本の一ページを紹介するブックレビュー一千一頁物語 SSよりも瞬間的な創作小説SnapWritte スナップショットの感覚、短歌の精神で怖いものを探求したい…願望

永野護作品に宿るファンタジー性と「我々はどこから来てどこへ行くのか」への答え 〜読者の“読み”が取り戻す死者の世界〜



 永野護は、自作を「ファンタジー」と語り「おとぎ話」とも語ります。それは、ジャンル性の持つ縛りの強さから、作品の自由を守る為の一種の建前でもあるのでしょうけれど、永野作品には確かに強い神話性、ファンタジー性と言ったものへの傾向が認められます。

 この項では、こうした永野作品のファンタジー性というものを足がかり、永野作品の持つある魅力の一面を、語ってみたいと、思います。

 これを考えることで、永野作品が膨大な設定を有する理由、そして読者がそれを読むことへの情熱を絶やさない理由、それら永野作品が持つ魅力の理由の一側面が見えてくると考えるのです。それは、物語の消費という理論の裏側にあるものと、近代が喪失した死者との付き合い方を現実の中に取り戻す試み、その二つを見出す旅です。
 永野護作品を知らない方も、あるファンタジー作品の魅力の紹介として、読んでいただければ。

 以下、近代の中で、ファンタジーがいかに発展していったかについて軽く触れつつ、永野作品の一面 について、語ってみたいと考えられます。
少々長くなりますが、お付き合いいただければ幸いです。


 民話や神話から発展して、ファンタジーという分野が発展していく背景には(少し逆説的かもしれませんが)近代的な科学思想と合理主義の発展とともに、宗教的な世界観が衰退していく時代の流れがあった、という説があります。(これは丁度、永野護の代表作『ファイブスター物語』(FSS)の、科学が発展し人が神に頼るのをやめた世界、という設定に合致します。)

 この説によれば、このような流れの結果、近代的な合理主義によって、死後の世界=他界は、現実世界から排斥されることになった、のだそうです。この世界の見方では、もはや、人の死はひとつの物理的現象でしかなく、死んだ人間が向かうの場所は、現実世界から消し去られてしまいました。

 けれども、多くの人々は感情の上で、死者の世界を求めましたし、死者の為の言葉を捨てることは、決してありませんでした。そして、人間は「私たちはどこから来て、どこへ行くのか?」と問うことを辞めませんでした。

 なのに、私たちの科学が主要な地位を占める世界観の中には、もはや死者の世界は現実としては存在し無いのです。この、感情と世界観の間にある埋められ無い溝を、近代人は合理主義の結果として抱えざるを得なかったのです。
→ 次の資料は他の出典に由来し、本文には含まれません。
PR #60231, opened 2023-05-16
net/http/httptest: add support for http.ResponseController to ResponseRecorder

dunglas:
Proposal #54136 (implemented in CL 436890 which is part of Go 1.20) added the "http".ResponseController type, which allows manipulating per-request timeouts. This is especially useful for programs managing long-running HTTP connections such as Mercure.

However, testing HTTP handlers leveraging per-request timeouts is currently cumbersome (even if doable) because
"net/http/httptest".ResponseRecorder isn't compatible yet with "http".ResponseController.

This patch makes ResponseRecorder compatible with
"http".ResponseController.

All new methods are part of the contract that response types must honor to be usable with "http".ResponseController.

Deadlines are recorded but not enforced to prevent flaky tests.

Fixes #60229.


src/net/http/httptest/recorder.go
```diff
@@ -42,9 +45,18 @@ type ResponseRecorder struct {
 	// Flushed is whether the Handler called Flush.
 	Flushed bool
 
+	// ReadDeadline is the write deadline that has been set using
```
pborreli, line 48:
```suggestion
	// ReadDeadline is the read deadline that has been set using
```

PR #60472, opened 2023-05-27
fmt.doc: formatting functions will round the number according to the specified precision

Azhovan:


Azhovan:
Close the PR because factors like system architecture, etc can impact the behavior outside of the control of the  `fmt` package: 

more details on system's architecture:

On x86 processors, the default rounding mode is typically "round to nearest, ties to even."  
On some ARM processors, the default rounding mode may be "round towards zero," 
...

PR #60478, opened 2023-05-28
cmd/go/internal/modcmd/graph: add option for selected versions graph

AdamDev:
The current issue is that when using `go mod graph`, it generates packages that are not actually selected by the [Minimal version selection (MVS)](https://go.dev/ref/mod#minimal-version-selection) process. As a result, it creates a significantly large graph with packages that are not in use or downloaded.

This pull request aims to improve the graph's accuracy by cleaning it up and retaining only the packages with versions that were chosen by MVS. This issue primarily occurs in 'go.mod' files with a Go version of 1.16 and below.

To enable this feature, you can use the '-selectedVersions' flag with the 'go mod graph' command. For example:
`go mod graph -selectedVersions`


AdamDev:
**Example for my use case.**

Go mod file:
```
module example
go 1.16
require google.golang.org/grpc v1.30.0
```

**Attached are 2 generated graphs:**
Graph with the new flag of selected versions - [graph_with_selected_flag.txt](https://github.com/golang/go/files/11590318/graph_with_selected_flag.txt)
Original graph - [original_graph.txt](https://github.com/golang/go/files/11590319/original_graph.txt)

In the original graph, we can see multiple versions of `google.golang.org/grpc` (v1.19.0, v1.23.0, v1.25.1, v1.30.0)
whereas only one version was selected and downloaded 1.30.0.

And in the new graph, we can see only the selected version.

PR #60484, opened 2023-05-29
bufio.Reset: when argument io.Reader is nil, Reader initializes the internal buffer to the default size

Azhovan:
When the Reset function is called with a nil argument, The underlying reader's buffer using the defaultBufSize should be reset.


Azhovan:
close the PR, I made an error. apparently, there was a change in my master branch, caused a bug and I got confused by that.

Issue #46554, opened 2021-06-03
internal/fuzz: add missing supported GOOS to internal/fuzz/sys_posix.go [freeze exception]


dchapes:
Currently `src/internal/fuzz/sys_posix.go` only has build constraints for darwin linux.
When I add the missing `freebsd` constraint it works perfectly fine for me on freebsd/amd64 (FreeBSD 11.4).
I imagine it also works on the other BSDs as well, they are all reasonably POSIX compliant.

In future, in announcements such as [the one on the Go Blog](https://blog.golang.org/fuzz-beta), *please* include a sentence somewhere if the list of GOOS/GOARCH supported is limited! Believe it or not, there is a thriving world outside of Mac and Linux. It's a pain in the butt to go through the effort of downloading the dev.fuzz branch on a slow link to get nothing but an uninformative `panic: not implemented` and a stack trace!

dr2chase:
I don't think it was tested across all the other OSes (yet), so "supported" might be too strong a word just yet.  Good to know that it works, though.

katiehockman:
CC @golang/release
Requesting a freeze exception to support coverage instrumentation with FreeBSD. This will only affect fuzzing, not the default behavior of go test. https://go-review.googlesource.com/c/go/+/325209/ is the CL (it needs to be cherrypicked to master)

bcmills:
(This is a release-blocker in the sense that it needs a decision on the freeze exception. If the freeze exception is not granted, we can move it to the Go1.19 milestone.)

heschi:
Approved -- this is a small change to a new feature with low risk.

PR #60520, opened 2023-05-30
cmd/go: enable fuzz testing on OpenBSD

### LINKED ISSUE #60491: cmd/go: enable fuzz testing on OpenBSD
On current version of OpenBSD you cannot run fuzz tests:

<pre>
$ go test -fuzz .
-fuzz flag is not supported on openbsd/amd64
</pre>

It looks like artificial restriction (comment by @dr2chase in https://github.com/golang/go/issues/46554#issuecomment-854930140):

> I don't think it was tested across all the other OSes (yet), so "supported" might be too strong a word just yet.  Good to know that it works, though.

After extending `platform.FuzzSupported(goos, goarch string)` and build tags inside `src/internal/fuzz/` directory, I can run `all.bash` with success and use newly build executable to run fuzz tests.

I've read contribution rules, but I'm not sure what should I do next. Is it enough to create pull request with this change?

<pre>
$ go version
go version go1.20.1 openbsd/amd64
</pre>

I suppose

macie:
This change provides support for -fuzz flag on OpenBSD. According to #46554 the flag was unsupported on some OSes due to lack of proper testing.

Fixes: #60491

### DIFF
--- a/src/internal/fuzz/counters_supported.go
+++ b/src/internal/fuzz/counters_supported.go
@@ -2,7 +2,7 @@
 // Use of this source code is governed by a BSD-style
 // license that can be found in the LICENSE file.
 
-//go:build (darwin || linux || windows || freebsd) && (amd64 || arm64)
+//go:build (darwin || linux || windows || freebsd || openbsd) && (amd64 || arm64)
 
 package fuzz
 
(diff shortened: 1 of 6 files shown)


seankhliao:
looks like the cl was merged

 そして、その隙間を埋めるように登場したのが、児童文学であり妖精物語であり、さらにそれらが発展した、ファンタジー文学でした。ファンタジー文学は、空想という枠組みを持つことで、死後の世界を作品世界内に実在する世界として描きなおし、近代人が抱え込むことになった死者への感情と合理的な世界観の溝を埋めようと試みたのです。

 ファンタジーが虚構である限りにおいて、死後の世界の実在、或いは死という概念に恩寵を与えるような非合理性は、物語の中で許容され、死者の王国は復活しました。それは、死を前に惑いながら死者を見つめる、近代に生きる生者への、ささやかな贈り物と言えるでしょう。

この説にそって結論すれば、近代におけるファンタジーの命題とは、合理主義の中で消え去った死の観念を、非合理的な自由な空想の中でいかに語り直すか、という点にこそあったのだと、言えるのでしょう。

 そして、その象徴として、多くの場合、物語内の世界と繋がったあの世や他界が配置され、ファンタジー文学は世界が多様に重なり合う、そんな構造を取ることになったのです。こうした他界の幾つかは、作中でも明示されず読者が暗示された他界を"信じる"ことによって成立する傾向も、こうしたファンタジーの特徴の一つかもしれません。

 けれど、このようなファンタジーの試みは同時に、かつては、身体的な現実と地続きにあった他界=死者の世界を、物語の向こう側の虚構に閉じ込め、永遠に現実から締め出す結果になった、と見ることも、できるかもしれません。現実的な理性と、想像の中での欲求は分離され、現実と結びついた身体の場に宿る死者の世界は取り戻されることなく、消えてしまいました。

 少々、長くなりましたが、近代とファンタジーの発展に関するこうした関係を元に永野作品を見つめることで、永野作品のある気高い一面が、煌びやかな表層から浮かび上がってくるのだと思うのです。



 さて、以上で述べたファンタジーに関する視点を、永野護の作品に適用するとどうなるでしょう?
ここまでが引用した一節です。